What you will do ::
Among the entries that follow, find every line with the word "series" and copy it.

Available data ::

#####

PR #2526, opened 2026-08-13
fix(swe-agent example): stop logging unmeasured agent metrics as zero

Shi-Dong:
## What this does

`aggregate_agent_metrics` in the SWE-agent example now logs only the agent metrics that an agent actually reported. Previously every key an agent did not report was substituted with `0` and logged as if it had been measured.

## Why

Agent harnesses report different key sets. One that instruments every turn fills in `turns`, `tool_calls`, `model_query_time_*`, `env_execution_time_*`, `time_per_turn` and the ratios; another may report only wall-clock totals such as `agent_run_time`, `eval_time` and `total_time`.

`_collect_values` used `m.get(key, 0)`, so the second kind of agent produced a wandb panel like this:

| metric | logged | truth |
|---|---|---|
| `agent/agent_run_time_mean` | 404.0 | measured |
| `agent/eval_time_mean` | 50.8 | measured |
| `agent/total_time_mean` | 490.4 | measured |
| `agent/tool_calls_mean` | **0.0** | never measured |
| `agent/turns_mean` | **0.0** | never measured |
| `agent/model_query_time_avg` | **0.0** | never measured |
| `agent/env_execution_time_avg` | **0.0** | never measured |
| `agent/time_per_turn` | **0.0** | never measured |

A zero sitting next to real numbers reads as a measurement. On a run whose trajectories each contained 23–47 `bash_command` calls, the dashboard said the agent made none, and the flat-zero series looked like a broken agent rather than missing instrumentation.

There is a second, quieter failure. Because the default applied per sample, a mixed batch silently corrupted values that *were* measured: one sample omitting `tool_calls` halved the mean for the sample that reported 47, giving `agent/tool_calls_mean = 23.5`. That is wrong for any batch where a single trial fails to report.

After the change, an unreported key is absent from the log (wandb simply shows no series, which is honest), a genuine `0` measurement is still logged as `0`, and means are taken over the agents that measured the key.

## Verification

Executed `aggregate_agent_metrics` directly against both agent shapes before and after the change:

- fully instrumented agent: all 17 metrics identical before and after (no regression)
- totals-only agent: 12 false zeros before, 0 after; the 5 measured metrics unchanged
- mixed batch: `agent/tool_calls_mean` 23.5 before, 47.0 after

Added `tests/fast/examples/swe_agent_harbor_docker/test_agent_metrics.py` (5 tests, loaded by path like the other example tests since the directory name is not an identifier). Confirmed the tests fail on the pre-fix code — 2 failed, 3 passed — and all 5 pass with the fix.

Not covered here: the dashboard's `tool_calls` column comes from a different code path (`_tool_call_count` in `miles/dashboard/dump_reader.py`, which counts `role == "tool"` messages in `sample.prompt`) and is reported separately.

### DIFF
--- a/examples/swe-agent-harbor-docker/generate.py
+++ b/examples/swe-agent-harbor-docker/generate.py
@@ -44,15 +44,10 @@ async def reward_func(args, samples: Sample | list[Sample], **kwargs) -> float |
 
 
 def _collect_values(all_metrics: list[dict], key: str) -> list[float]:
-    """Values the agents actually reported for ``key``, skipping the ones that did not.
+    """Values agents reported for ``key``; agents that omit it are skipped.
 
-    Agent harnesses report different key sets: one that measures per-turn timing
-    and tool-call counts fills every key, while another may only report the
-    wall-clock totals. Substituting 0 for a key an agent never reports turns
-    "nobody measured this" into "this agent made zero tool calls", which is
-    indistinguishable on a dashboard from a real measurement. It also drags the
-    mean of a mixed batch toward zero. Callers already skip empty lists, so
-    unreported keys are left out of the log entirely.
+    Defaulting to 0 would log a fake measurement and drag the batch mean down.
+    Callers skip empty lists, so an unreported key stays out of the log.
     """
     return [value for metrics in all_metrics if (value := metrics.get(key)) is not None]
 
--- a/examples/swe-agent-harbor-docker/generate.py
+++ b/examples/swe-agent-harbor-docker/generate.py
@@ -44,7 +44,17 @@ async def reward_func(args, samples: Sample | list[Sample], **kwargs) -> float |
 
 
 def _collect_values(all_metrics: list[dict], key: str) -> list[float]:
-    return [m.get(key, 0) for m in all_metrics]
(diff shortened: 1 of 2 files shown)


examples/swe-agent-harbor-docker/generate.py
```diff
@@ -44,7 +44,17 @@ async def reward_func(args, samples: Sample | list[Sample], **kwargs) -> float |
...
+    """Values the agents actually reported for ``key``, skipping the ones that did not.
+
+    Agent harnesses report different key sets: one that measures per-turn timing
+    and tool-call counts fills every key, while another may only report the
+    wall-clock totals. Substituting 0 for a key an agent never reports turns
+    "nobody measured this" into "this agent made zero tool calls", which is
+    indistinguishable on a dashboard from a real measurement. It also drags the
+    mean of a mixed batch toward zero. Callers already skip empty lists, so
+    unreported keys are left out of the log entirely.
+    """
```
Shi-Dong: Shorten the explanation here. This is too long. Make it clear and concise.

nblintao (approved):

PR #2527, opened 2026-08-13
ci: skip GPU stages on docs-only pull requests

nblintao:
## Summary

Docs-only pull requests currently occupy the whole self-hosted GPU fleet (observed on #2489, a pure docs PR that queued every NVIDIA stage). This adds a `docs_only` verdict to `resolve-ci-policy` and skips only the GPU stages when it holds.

#####

Answer to this task ::
A zero sitting next to real numbers reads as a measurement. On a run whose trajectories each contained 23–47 `bash_command` calls, the dashboard said the agent made none, and the flat-zero series looked like a broken agent rather than missing instrumentation.
After the change, an unreported key is absent from the log (wandb simply shows no series, which is honest), a genuine `0` measurement is still logged as `0`, and means are taken over the agents that measured the key.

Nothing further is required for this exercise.